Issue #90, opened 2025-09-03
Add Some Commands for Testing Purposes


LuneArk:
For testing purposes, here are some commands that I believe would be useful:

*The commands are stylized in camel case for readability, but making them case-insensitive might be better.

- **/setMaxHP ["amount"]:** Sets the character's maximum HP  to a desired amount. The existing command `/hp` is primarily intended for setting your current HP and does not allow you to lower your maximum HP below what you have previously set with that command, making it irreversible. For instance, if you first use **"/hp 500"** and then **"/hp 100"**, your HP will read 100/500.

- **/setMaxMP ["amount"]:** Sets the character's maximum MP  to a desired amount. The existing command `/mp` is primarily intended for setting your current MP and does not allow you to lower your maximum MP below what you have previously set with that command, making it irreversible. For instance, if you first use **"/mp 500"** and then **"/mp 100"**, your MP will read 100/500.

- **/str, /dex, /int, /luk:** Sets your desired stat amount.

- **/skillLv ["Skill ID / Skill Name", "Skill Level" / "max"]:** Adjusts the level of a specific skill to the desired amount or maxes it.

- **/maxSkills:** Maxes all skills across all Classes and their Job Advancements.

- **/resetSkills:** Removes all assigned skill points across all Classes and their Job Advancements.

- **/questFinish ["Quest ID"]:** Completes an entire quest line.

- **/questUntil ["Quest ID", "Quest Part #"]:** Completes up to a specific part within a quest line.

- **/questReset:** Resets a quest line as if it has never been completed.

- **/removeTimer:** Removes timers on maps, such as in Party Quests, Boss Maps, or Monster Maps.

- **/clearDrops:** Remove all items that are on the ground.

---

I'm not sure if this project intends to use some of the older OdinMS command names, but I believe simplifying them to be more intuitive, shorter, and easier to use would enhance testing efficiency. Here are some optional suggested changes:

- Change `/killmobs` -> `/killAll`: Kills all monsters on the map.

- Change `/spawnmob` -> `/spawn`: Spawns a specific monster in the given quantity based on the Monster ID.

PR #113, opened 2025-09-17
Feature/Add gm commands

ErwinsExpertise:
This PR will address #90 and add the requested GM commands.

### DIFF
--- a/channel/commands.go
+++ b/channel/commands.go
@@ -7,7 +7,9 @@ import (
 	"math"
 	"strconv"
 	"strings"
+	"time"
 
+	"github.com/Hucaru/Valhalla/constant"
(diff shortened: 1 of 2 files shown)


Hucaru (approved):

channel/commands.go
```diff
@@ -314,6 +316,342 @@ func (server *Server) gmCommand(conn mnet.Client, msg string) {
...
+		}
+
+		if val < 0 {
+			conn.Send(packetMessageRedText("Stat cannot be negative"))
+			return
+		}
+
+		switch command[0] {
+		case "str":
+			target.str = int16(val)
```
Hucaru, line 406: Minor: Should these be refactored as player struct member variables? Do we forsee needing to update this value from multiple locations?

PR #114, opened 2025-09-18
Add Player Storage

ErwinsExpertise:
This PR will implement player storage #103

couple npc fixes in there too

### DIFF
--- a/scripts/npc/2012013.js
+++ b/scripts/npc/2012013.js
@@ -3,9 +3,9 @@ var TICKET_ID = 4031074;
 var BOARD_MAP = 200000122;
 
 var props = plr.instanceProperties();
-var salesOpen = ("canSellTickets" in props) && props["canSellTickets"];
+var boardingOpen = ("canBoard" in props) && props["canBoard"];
◆ ◆ ◆ ◆ ◆ ◆ ◆
__DESCRIPTION OF THE TASK__
From the records given above, copy all lines containing "Completes".

__WORKED SOLUTION__
- **/questFinish ["Quest ID"]:** Completes an entire quest line.
- **/questUntil ["Quest ID", "Quest Part #"]:** Completes up to a specific part within a quest line.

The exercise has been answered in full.